SUPPLIED DATA below:

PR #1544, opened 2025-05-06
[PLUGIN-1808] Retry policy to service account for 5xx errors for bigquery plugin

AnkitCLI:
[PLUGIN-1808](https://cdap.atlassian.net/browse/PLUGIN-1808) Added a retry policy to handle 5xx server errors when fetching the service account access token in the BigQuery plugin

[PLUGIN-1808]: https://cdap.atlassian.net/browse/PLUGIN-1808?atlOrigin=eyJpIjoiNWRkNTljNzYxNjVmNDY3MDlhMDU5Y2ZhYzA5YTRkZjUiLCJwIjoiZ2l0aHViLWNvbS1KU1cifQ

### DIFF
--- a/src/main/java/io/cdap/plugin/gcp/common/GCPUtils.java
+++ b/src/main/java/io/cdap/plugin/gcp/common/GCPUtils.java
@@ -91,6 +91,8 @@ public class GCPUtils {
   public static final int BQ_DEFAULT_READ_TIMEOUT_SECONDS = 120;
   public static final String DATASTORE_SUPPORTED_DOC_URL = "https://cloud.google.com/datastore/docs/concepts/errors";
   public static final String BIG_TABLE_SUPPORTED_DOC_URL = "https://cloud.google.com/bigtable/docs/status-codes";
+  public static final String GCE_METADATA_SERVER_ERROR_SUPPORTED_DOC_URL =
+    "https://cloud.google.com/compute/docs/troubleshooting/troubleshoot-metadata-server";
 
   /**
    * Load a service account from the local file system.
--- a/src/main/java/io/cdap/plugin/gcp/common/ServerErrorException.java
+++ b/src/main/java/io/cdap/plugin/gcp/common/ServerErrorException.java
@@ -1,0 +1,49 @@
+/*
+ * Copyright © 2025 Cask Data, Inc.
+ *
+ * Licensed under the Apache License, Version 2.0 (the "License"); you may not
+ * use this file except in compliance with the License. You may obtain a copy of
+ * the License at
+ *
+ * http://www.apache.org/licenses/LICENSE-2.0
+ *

End of SUPPLIED DATA.

• WHAT YOU ARE ASKED TO DO:
The answer is the line with "the License at" plus every line after it to the last line of the entries above, copied exactly and with no other lines.

• EXERCISE RESULT:
+ * the License at
+ *
+ * http://www.apache.org/licenses/LICENSE-2.0
+ *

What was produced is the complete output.